The 100 000 or so dead men and women in Australia’s overseas wars are symbolised by red poppies, on the Roll of Honour at the Australian War Memorial in Canberra, in shrines around the nation, on the more than 5000 war memorials in our towns and suburbs, in war cemeteries overseas, and worn on Anzac and Remembrance Days.
Lest We Forget, the poppies remind us.
Actually, the official death figure for our overseas wars, from New Zealand in the 1850s to Afghanistan in the 21st century is currently 103,021, that exact number derived from the detailed work that the War Memorial puts into determining whether an individual name can be included on the Roll of Honour. (The Roll is updated every Remembrance Day.)

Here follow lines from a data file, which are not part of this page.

PR #1358, opened 2022-10-04
[DR-2750] Support longer dataset and snapshot descriptions.

otchet-broad:
As part of the work for [DR-2750](https://broadworkbench.atlassian.net/browse/DR-2750), the underlying database fields for dataset and snapshot descriptions should accommodate longer descriptions.  This PR includes the liquibase change set needed to process the database schema changes.

### DIFF
--- a/src/main/resources/db/changelog.xml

These masses of dead women and men fell ‘in the King’s/Queen’s service’, ‘for Australia’, ‘in our name’, ‘to protect our national values’, ‘to keep Australia safe’. Or that’s how the stories go. There is less effort put into drawing a link between those grand goals and individual deaths. Really, it makes more sense to say someone died because of something – being hit by a bullet or blown to bits by a shell, being struck down by disease, being in a plane crash or a torpedoed ship– than for a large cause. The term ‘service and sacrifice’ is often used to gloss over these awkward endings.
If we stretch a point with some of our early expeditionary forces – the one to the Sudan in 1885 (nine Australian deaths) perhaps, or the one to the Boxer Rebellion in China in 1900-01 (six deaths), and recent peace-keeping efforts in Rwanda, Somalia, and Timor Leste – we could say these overseas ventures were to do with the defence of Australia. Even if some of them were more about paying a premium on the American Alliance insurance policy, we can still find a connection, often tenuous, to our national defence.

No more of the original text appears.